Rispoli Marianna Gabriella, Di Stefano Vincenzo, Mantuano Elide, De Angelis Maria Vittoria
Department of Neuroscience, Imaging and Clinical Sciences, "G. d' annunzio" University, Chieti, Italy.
Department of Neuroscience, Imaging and Clinical Sciences, "G. d' annunzio" University, Chieti, Italy
BMJ Case Rep. 2019 Oct 5;12(10):e231129. doi: 10.1136/bcr-2019-231129.

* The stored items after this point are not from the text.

Issue #3277, opened 2023-10-23
Remove feature flags which have been fully rolled out for sometime


murny:
We should be removing feature flags which have been fully rolled out, and we have no intention of turning off again.

Batch Ingest is a good example, but there may be others:
![image](https://github.com/ualbertalib/jupiter/assets/1930474/faa8ed1a-6125-42a6-8562-bd20acfe8b50)

PR #3375, opened 2024-02-11
Remove fully enabled feature flags that have been enabled for years

murny:
https://github.com/ualbertalib/jupiter/issues/3277

This PR removes all the fully enabled feature flags that have been enabled for years:

image

`datacite_api` flag was removed here: https://github.com/ualbertalib/jupiter/issues/3277
`or_facts feature flag` I think is a duplicate and probably never worked

Note: There may be good reason to keep these flags around, such as being able to quickly switch back to old behaviour for some reason? So if so, let me know and we can unremoved these. 

After this is merged, we will have to remove these from Flipper UI in production as well.

### DIFF
--- a/CHANGELOG.md
+++ b/CHANGELOG.md
@@ -11,7 +11,7 @@ New entries in this file should aim to provide a meaningful amount of informatio
 
 ### Removed
 - Remove fully enabled feature flags that have been enabled for years [PR#3375](https://github.com/ualbertalib/jupiter/pull/3375)
-- 
+
 ### Chores
 - Update Bundler to v2.5.5 to match production [PR#3374](https://github.com/ualbertalib/jupiter/pull/3374)
 


ConnorSheremeta (dismissed):
LGTM. I wonder if keeping the batch_ingest flag would be worth it to restrict that feature to certain actors (a subset of admins)... however, I don't think that there's much benefit to that.

pgwillia (dismissed):
I spoke with @leahvanderjagt yesterday about this change.  She agrees that these are all behaviours we want to keep long term. :+1: 

Really good work to keep our code clean so what we're maintaining is as simple as possible!

CHANGELOG.md
```diff
@@ -9,6 +9,9 @@ New entries in this file should aim to provide a meaningful amount of informatio
 
 ## [Unreleased]
 
+### Removed
+- Remove fully enabled feature flags that have been enabled for years [PR#3375](https://github.com/ualbertalib/jupiter/pull/3375)
+-
```
ConnorSheremeta, line 14: Small formatting error from the rebase

ConnorSheremeta (approved):
:+1: Just a small formatting error from rebasing, could be resolved in the upcoming release PR

pgwillia (dismissed):

ConnorSheremeta (approved):
:+1:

Hemiplegic migraine (HM) is a rare subtype of migraine with aura in which attacks include transient motor weakness or hemiparesis that can last several days. HM is linked to mutations in three different genes, CACNA1A, ATP1A2 and SCN1A, which encode for ion transporters. The clinical spectrum includes atypical symptoms such as impaired consciousness, epileptic seizures, permanent cerebellar ataxia or mental retardation. We describe a novel mutation found in the ATP1A2 gene in a patient with late-onset HM. His attacks were characterised by motor weakness associated with altered mental status, diplopia and ataxia. He also showed up MRI abnormalities and incomplete response to prophylactic therapy with verapamil. Late-onset HM should be considered among the possible causes of focal neurological deficits even in older patients with cerebrovascular risk factors when a stroke appears to be more likely.

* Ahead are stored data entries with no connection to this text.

PR #3393, opened 2024-02-27
Cut v2.8.0 release and update changelog

murny:
## Context

Bump v2.8.0 release and update changelog with latest changes

### DIFF
--- a/CHANGELOG.md
+++ b/CHANGELOG.md
@@ -9,7 +9,7 @@ New entries in this file should aim to provide a meaningful amount of informatio
 
 ## [Unreleased]
 
-## [2.8.0] - 2024-02-26
+## [2.8.0] - 2024-02-28
 
 ### Added
 * Migrate Webpacker to Esbuild [PR#3320](https://github.com/ualbertalib/jupiter/pull/3320)


CHANGELOG.md
```diff
@@ -9,14 +9,36 @@ New entries in this file should aim to provide a meaningful amount of informatio
 
 ## [Unreleased]
 
+## [2.8.0] - 2024-02-28
+
 ### Added
-- Migrate Webpacker to Esbuild [PR#3320](https://github.com/ualbertalib/jupiter/pull/3320)
+* Migrate Webpacker to Esbuild [PR#3320](https://github.com/ualbertalib/jupiter/pull/3320)
```
ConnorSheremeta, line 15: I'm curious here about the switch to markdown bullets as `*` rather than `-` like we have further down in the changelog, maybe this was unintentional?

ConnorSheremeta: I support this change, making it easier to backfill through the “Generate release notes” feature and resolving the issue with similar bullets being used would be ideal. I think if we’re sticking to the use of `*` then it should all match for for consistency

ConnorSheremeta (approved):

PR #1805, opened 2021-05-07
Remove hls-ghc-x.y from install script and wrapper

### LINKED ISSUE #1728: Remove handling of ghc-x.y hls executables
(from a question in irc by arrowsvc)
* In several places the code is assuming a hls version compiled with ghc-x.y should (or could) work with all ghc-x.y.z runtime versions
  * hls-wrapper tries to use hls-x.y.z, hls-x.y and hls inthat order
  * the install script copies an hls version as hls-x.y
  * that assumption was inherited from hie but i think it worked in hls at some point (???)
* But you cant use that version with ghcide: `ghcide compiled against GHC x.y.z but currently using x.y.w ...`

So we should either make it work (again?) or remove its existence, cause it causes confusion
/cc @pepeiborra

berberman:
Closes #1728

As discussed in the issue, executables like `haskell-language-server-8.10` are really confusing - they could be the symlink of `haskell-language-server-8.10.2`, `haskell-language-server-8.10.3`, or even `haskell-language-server-8.10.4`, but those are definitely not interchangeable. So it's time to remove them. Now running `./cabal-hls-install hls-8.10.4` will create `haskell-language-server-wrapper`, `haskell-language-server`, and `haskell-language-server-8.10.4`.

### DIFF
--- a/install/src/Cabal.hs
+++ b/install/src/Cabal.hs
@@ -72,20 +72,17 @@ cabalInstallHls versionNumber args = do
     ++ installMethod
     ++ args
 
-  let minorVerExe = "haskell-language-server-" ++ versionNumber <.> exe
-      majorVerExe = "haskell-language-server-" ++ dropExtension versionNumber <.> exe
+  let verExe = "haskell-language-server-" ++ versionNumber <.> exe
 
   let copyCmd old new = if os == "mingw32"
                         then liftIO $ copyFile old new
                         else command [] "ln" ["-f", old, new]
-  copyCmd (localBin </> "haskell-language-server" <.> exe) (localBin </> minorVerExe)
-  copyCmd (localBin </> "haskell-language-server" <.> exe) (localBin </> majorVerExe)
+  copyCmd (localBin </> "haskell-language-server" <.> exe) (localBin </> verExe)
 
   printLine $   "Copied executables "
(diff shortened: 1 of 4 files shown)


Ailrun (approved):
Thank you for the update!

install/src/Cabal.hs
```diff
@@ -72,20 +72,17 @@ cabalInstallHls versionNumber args = do
...
     ++ args
 
-  let minorVerExe = "haskell-language-server-" ++ versionNumber <.> exe
-      majorVerExe = "haskell-language-server-" ++ dropExtension versionNumber <.> exe
+  let verExe = "haskell-language-server-" ++ versionNumber <.> exe
 
   let copyCmd old new = if os == "mingw32"
                         then liftIO $ copyFile old new
                         else command [] "ln" ["-f", old, new]
-  copyCmd (localBin </> "haskell-language-server" <.> exe) (localBin </> minorVerExe)
```
jneira, line 81: Jumm, i think the ghc-x.y.z (`minorVerExe` in the code) is still needed, to have several hls versions and let the wrapper choose the correct one (the `hlsBin` in the wrapper code)
We should remove only the ghc-x.y

jneira: Ah sorry you have renamed it to verExe, nvm

jneira (approved):
thanks for cleaning it out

偏瘫性偏头痛(HM)是偏头痛伴先兆的一种罕见亚型,其发作包括可持续数天的短暂运动无力或偏瘫。HM与三种不同基因(CACNA1A、ATP1A2和SCN1A)的突变有关,这些基因编码离子转运体。临床谱包括意识障碍、癫痫发作、永久性小脑共济失调或智力迟钝等非典型症状。我们描述了一名迟发性HM患者中在ATP1A2基因发现的一种新突变。他的发作特点是伴有精神状态改变、复视和共济失调的运动无力。他还出现了MRI异常,并且对维拉帕米预防性治疗反应不完全。即使在有脑血管危险因素的老年患者中,当更可能发生中风时,迟发性HM也应被视为局灶性神经功能缺损的可能原因之一。